(Saved entries)
________________

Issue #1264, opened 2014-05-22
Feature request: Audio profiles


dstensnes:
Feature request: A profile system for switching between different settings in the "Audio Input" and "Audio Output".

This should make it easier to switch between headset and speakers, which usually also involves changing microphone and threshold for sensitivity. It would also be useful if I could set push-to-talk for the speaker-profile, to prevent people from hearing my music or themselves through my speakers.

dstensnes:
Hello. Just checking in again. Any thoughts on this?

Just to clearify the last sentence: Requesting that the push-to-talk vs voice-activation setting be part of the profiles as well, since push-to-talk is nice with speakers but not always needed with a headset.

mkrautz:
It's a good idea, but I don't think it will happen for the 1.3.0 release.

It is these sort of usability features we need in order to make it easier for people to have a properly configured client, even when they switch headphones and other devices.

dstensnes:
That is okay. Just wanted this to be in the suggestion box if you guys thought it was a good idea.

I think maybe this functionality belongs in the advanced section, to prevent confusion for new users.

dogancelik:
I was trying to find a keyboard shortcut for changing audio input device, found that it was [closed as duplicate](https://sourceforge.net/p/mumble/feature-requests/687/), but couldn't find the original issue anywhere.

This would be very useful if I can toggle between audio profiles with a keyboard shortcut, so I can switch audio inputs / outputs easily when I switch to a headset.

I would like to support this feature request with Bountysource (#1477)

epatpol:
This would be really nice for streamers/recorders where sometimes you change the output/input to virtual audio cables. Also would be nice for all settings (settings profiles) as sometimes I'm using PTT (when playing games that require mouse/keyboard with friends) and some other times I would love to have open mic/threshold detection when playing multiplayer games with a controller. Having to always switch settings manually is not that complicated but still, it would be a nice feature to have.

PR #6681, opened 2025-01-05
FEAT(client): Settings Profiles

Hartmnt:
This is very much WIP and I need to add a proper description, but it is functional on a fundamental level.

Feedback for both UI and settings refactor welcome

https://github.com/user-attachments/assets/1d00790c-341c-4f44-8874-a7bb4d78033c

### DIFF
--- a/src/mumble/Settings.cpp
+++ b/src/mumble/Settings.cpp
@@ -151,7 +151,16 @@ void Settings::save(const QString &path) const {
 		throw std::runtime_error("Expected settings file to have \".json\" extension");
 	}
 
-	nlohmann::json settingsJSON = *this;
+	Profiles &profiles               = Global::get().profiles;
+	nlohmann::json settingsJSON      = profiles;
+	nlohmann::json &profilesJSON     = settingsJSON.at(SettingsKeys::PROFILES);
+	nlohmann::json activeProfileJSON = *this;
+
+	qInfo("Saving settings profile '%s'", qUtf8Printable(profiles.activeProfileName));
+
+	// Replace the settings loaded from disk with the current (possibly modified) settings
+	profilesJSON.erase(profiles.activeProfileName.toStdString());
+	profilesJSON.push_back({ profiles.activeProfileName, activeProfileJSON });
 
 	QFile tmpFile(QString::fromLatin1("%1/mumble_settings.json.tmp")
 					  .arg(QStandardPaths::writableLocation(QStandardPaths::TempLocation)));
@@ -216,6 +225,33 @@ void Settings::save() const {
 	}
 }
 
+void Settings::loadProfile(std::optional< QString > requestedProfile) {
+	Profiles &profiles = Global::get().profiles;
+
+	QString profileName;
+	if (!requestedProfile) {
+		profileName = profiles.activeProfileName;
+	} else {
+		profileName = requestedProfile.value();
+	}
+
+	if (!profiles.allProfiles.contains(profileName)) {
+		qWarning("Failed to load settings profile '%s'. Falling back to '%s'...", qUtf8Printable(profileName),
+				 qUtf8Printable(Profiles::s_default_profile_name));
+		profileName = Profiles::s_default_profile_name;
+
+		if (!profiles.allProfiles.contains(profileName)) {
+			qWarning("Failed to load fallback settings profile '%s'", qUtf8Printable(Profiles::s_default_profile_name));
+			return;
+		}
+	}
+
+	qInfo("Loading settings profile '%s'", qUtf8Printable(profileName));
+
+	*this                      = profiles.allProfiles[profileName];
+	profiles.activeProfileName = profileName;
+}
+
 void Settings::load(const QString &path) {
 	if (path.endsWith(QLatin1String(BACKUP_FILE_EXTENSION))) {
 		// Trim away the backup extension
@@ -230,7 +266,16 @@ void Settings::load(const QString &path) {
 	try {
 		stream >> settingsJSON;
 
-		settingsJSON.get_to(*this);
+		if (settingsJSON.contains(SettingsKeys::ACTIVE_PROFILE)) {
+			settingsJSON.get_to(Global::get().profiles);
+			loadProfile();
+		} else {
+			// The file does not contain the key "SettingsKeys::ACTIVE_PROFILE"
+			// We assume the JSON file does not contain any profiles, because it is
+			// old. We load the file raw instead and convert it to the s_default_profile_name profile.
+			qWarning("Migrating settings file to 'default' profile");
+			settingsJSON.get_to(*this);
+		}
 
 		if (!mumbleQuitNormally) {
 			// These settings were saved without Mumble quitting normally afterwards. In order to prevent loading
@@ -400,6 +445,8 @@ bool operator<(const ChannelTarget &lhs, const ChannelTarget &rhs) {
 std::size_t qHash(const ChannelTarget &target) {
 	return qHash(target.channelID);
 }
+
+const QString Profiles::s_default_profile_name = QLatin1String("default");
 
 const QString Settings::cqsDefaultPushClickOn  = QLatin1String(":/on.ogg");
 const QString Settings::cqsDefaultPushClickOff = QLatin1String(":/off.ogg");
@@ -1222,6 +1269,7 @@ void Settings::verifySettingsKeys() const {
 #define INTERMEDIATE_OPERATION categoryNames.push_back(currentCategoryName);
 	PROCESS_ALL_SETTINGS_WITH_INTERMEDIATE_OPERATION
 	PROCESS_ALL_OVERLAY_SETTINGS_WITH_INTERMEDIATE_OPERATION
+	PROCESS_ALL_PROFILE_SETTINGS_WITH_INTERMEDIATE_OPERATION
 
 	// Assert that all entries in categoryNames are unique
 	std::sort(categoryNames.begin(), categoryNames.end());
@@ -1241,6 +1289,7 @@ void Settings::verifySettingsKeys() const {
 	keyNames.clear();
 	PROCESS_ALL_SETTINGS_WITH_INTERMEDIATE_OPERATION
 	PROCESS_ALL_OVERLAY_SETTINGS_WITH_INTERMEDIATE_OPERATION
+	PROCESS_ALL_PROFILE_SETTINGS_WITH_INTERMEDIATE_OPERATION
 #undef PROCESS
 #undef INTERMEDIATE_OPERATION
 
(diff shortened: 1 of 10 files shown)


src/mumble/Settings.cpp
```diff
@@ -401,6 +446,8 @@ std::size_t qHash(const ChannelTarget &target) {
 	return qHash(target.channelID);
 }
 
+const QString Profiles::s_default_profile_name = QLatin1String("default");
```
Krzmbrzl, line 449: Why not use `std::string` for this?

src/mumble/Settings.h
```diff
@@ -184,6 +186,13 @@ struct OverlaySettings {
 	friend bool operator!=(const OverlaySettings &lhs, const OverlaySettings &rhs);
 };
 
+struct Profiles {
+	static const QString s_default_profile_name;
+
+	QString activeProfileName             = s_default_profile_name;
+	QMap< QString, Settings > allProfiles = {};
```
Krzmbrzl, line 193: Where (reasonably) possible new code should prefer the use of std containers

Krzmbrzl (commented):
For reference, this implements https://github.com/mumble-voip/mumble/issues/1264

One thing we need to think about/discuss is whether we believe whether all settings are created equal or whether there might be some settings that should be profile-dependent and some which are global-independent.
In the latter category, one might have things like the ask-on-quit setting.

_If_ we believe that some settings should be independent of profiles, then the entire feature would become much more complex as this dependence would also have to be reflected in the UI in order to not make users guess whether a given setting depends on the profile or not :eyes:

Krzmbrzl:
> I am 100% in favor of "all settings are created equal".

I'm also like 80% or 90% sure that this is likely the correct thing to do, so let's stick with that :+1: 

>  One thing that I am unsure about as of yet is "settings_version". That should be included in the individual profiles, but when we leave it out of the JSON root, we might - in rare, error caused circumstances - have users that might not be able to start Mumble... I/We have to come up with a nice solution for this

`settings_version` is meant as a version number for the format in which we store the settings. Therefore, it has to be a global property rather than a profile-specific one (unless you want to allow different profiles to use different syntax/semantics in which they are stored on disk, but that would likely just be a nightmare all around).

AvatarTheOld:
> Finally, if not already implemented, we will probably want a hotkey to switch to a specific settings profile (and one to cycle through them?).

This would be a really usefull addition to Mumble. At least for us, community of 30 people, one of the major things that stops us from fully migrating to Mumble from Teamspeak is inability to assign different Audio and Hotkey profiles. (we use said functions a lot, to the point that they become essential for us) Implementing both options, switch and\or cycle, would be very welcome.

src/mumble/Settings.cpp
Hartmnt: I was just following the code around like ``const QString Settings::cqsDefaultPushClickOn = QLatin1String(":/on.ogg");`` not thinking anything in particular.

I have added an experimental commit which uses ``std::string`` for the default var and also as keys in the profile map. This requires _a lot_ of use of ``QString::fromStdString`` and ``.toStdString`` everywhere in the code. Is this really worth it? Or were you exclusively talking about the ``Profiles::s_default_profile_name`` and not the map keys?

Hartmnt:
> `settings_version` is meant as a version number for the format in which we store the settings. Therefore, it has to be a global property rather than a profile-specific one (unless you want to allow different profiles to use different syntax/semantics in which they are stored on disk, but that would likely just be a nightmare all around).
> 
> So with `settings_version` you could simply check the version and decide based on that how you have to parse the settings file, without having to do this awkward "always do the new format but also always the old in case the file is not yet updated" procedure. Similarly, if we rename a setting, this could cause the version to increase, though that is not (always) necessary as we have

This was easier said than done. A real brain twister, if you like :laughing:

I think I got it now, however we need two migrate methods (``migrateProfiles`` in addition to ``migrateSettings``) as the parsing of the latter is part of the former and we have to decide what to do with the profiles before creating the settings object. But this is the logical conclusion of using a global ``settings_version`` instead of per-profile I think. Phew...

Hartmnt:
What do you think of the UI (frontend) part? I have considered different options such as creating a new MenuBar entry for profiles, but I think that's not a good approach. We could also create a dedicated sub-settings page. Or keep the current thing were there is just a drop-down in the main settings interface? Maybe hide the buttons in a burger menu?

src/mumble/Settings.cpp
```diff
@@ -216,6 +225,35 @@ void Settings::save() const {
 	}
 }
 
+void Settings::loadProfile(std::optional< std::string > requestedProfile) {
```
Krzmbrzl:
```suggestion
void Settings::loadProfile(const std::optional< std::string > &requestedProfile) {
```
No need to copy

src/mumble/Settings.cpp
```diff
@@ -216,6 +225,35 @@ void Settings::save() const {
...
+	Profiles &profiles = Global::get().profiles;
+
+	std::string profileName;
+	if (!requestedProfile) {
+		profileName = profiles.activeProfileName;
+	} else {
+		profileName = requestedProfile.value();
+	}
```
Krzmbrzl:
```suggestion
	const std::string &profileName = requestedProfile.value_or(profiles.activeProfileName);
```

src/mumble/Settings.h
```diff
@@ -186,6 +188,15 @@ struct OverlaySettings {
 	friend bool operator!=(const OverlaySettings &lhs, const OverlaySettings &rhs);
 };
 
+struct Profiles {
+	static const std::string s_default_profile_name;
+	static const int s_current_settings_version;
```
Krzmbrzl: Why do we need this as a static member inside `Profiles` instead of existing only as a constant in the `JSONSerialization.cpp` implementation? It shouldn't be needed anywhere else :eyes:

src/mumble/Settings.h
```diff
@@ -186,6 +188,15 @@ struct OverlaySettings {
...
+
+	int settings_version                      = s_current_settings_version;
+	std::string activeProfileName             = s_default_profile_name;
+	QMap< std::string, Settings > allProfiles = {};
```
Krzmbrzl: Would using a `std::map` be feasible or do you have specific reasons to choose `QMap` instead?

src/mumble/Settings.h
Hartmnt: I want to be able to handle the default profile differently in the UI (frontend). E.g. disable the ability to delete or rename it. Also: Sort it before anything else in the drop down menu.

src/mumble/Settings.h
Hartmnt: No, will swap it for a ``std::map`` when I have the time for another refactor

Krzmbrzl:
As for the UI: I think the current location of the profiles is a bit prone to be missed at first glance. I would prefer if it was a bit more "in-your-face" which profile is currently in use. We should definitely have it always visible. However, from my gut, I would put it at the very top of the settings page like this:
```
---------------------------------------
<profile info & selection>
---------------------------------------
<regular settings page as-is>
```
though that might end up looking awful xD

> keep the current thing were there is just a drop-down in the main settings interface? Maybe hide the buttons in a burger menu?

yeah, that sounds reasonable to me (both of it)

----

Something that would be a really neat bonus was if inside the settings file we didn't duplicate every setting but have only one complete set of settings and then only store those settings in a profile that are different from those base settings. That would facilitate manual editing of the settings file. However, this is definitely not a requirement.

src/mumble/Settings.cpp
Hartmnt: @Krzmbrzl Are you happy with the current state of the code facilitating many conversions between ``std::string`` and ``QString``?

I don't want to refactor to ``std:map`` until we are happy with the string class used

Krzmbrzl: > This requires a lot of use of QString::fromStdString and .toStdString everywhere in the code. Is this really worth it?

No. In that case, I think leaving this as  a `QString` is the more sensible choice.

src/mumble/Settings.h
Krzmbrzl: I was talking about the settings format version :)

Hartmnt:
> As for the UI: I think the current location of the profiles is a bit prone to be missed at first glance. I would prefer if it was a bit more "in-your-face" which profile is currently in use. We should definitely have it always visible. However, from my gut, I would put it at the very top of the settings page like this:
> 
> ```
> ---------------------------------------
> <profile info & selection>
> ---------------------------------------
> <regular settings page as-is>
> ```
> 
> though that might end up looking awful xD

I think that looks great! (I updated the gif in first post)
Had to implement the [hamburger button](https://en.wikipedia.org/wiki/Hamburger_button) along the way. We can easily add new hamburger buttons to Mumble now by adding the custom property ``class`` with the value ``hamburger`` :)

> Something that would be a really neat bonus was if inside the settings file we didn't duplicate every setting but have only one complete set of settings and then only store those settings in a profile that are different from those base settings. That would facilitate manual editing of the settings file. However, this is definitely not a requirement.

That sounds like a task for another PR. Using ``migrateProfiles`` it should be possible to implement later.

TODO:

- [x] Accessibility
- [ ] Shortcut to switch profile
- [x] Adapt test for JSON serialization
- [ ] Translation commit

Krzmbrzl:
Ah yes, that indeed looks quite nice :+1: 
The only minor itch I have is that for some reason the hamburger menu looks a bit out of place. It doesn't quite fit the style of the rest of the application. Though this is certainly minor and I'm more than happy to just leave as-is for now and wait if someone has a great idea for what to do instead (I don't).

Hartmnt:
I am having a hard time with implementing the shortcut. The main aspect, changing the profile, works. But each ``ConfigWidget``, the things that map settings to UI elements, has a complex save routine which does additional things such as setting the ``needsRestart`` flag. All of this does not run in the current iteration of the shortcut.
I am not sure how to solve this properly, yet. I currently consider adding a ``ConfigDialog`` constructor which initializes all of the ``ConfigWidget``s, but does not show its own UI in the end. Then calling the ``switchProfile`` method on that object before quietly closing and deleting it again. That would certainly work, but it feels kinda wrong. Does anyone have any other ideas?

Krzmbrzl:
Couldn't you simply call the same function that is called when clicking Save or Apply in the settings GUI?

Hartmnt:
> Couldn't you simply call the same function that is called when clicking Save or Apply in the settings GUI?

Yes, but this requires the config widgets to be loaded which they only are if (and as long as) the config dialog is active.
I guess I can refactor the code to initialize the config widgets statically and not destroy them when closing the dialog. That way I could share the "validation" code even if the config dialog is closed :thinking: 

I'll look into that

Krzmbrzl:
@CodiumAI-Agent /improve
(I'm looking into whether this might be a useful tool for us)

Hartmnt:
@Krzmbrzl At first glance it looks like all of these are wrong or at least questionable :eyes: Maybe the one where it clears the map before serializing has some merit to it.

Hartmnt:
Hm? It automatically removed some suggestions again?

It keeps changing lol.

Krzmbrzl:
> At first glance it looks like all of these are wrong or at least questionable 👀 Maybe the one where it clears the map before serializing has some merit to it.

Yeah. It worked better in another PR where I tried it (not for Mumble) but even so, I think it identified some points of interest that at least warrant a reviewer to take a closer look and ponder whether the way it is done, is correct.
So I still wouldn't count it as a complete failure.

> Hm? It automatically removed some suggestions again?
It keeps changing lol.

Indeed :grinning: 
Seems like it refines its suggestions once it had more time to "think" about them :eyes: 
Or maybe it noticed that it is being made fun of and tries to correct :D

________________

Task brief: Could you transcribe the entries above word for word, from the line with "cycle through them?)." down to the line with "Hartmnt: I was", keeping both?

Task answer:
> Finally, if not already implemented, we will probably want a hotkey to switch to a specific settings profile (and one to cycle through them?).

This would be a really usefull addition to Mumble. At least for us, community of 30 people, one of the major things that stops us from fully migrating to Mumble from Teamspeak is inability to assign different Audio and Hotkey profiles. (we use said functions a lot, to the point that they become essential for us) Implementing both options, switch and\or cycle, would be very welcome.

src/mumble/Settings.cpp
Hartmnt: I was just following the code around like ``const QString Settings::cqsDefaultPushClickOn = QLatin1String(":/on.ogg");`` not thinking anything in particular.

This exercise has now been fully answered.